Is there a way to see total number of posts on a daily, or weekly, basis?


----------



## Wild Bill (May 3, 2006)

bagpipe said:


> Is it just me, or has the forum gotten a lot "quieter" since the Politics etc ban was introduced? Also seems like some of the frequent posters to those threads haven't been posting in a while. Maybe once the juicy political topics are removed, and all we have left to talk about are amps, guitars, effects etc, there isn't that much to say which hasn't been said already?
> 
> Is there a way to see total number of posts on a daily, or weekly, basis?


Yeah, it has been quiet, hasn't it? Kinda nice, once you get used to it. 

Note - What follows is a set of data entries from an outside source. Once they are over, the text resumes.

PR #4002, opened 2017-12-13
Fix highlighting of <script> tags in XML files

dail8859:
Issue reported on [the forum](https://notepad-plus-plus.org/community/topic/14913/colorization-bug-in-xml).

Using `<script>` tags in XML has incorrect highlighting:

before

Since the HTML and XML lexer are the same, it treats `<script>` tags specially since HTML can embed code. The HTML lexer has a `"lexer.xml.allow.scripts"` property that should be used for XML to keep it from trying to parse embedded code. See this section within the HTML Lexer:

The only person who has called me a nasty name in weeks has been my missus!:smile:

:food-smiley-004:


----------



## Rugburn (Jan 14, 2009)

I think that's being kind Bagpipe. One could expect livelier topics at a senoir's bridge tournament. "Winter Tires" ,"Heating with wood" "Food and Beverage Thread"(my sorry contribution). I might refer you to my post in this forum under "Political Social Group Started". If controlling content is a pain, then I say get rid of it altogether. Anything's better than THIS.


----------



## guitarman2 (Aug 25, 2006)

bagpipe said:


> Is it just me, or has the forum gotten a lot "quieter" since the Politics etc ban was introduced? Also seems like some of the frequent posters to those threads haven't been posting in a while. Maybe once the juicy political topics are removed, and all we have left to talk about are amps, guitars, effects etc, there isn't that much to say which hasn't been said already?
> 
> Is there a way to see total number of posts on a daily, or weekly, basis?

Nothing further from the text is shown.